------ DATA SHOWN

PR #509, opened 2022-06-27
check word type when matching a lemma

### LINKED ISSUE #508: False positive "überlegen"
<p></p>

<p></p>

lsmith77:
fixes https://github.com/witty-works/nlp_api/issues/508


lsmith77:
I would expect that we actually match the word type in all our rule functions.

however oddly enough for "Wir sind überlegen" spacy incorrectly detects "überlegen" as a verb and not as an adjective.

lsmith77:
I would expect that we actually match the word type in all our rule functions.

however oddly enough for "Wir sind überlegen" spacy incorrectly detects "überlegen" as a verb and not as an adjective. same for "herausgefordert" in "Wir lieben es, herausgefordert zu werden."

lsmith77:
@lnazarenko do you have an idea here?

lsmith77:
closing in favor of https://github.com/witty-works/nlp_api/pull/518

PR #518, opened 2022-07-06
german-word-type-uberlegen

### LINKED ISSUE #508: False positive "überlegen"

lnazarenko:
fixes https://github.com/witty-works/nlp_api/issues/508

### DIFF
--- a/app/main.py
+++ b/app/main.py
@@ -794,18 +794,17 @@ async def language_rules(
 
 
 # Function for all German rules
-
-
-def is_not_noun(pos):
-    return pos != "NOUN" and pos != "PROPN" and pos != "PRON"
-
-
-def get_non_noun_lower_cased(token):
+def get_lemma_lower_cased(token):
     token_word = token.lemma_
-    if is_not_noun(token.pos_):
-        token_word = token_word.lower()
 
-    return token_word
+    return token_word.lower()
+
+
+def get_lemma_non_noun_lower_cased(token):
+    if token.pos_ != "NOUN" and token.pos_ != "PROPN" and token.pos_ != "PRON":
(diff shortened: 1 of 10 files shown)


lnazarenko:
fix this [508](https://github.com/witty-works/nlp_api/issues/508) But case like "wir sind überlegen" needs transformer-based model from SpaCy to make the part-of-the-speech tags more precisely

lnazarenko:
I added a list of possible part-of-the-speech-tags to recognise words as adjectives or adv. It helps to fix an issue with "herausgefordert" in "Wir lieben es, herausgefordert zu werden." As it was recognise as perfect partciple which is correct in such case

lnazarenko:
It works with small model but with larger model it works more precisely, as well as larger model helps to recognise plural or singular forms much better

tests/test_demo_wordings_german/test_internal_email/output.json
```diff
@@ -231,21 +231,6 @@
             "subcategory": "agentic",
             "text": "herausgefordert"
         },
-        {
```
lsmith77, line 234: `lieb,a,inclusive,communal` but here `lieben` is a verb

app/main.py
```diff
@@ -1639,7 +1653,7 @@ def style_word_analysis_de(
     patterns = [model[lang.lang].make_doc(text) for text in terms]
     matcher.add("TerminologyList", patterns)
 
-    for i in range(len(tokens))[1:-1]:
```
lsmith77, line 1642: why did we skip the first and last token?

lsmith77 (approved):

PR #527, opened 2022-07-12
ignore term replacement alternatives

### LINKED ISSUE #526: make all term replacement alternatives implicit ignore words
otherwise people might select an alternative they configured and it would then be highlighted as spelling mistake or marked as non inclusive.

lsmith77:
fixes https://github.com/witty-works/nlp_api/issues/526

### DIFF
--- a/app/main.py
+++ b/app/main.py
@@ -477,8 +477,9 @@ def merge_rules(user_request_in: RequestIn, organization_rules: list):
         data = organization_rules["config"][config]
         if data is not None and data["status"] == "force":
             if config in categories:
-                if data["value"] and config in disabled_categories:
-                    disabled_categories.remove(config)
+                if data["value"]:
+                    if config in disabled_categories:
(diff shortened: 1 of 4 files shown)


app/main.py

------------

▸ **YOUR OBJECTIVE**
Among the lines above, find those with the word "ignore". Copy them.

▸ **RESPONSE AREA**
ignore term replacement alternatives
### LINKED ISSUE #526: make all term replacement alternatives implicit ignore words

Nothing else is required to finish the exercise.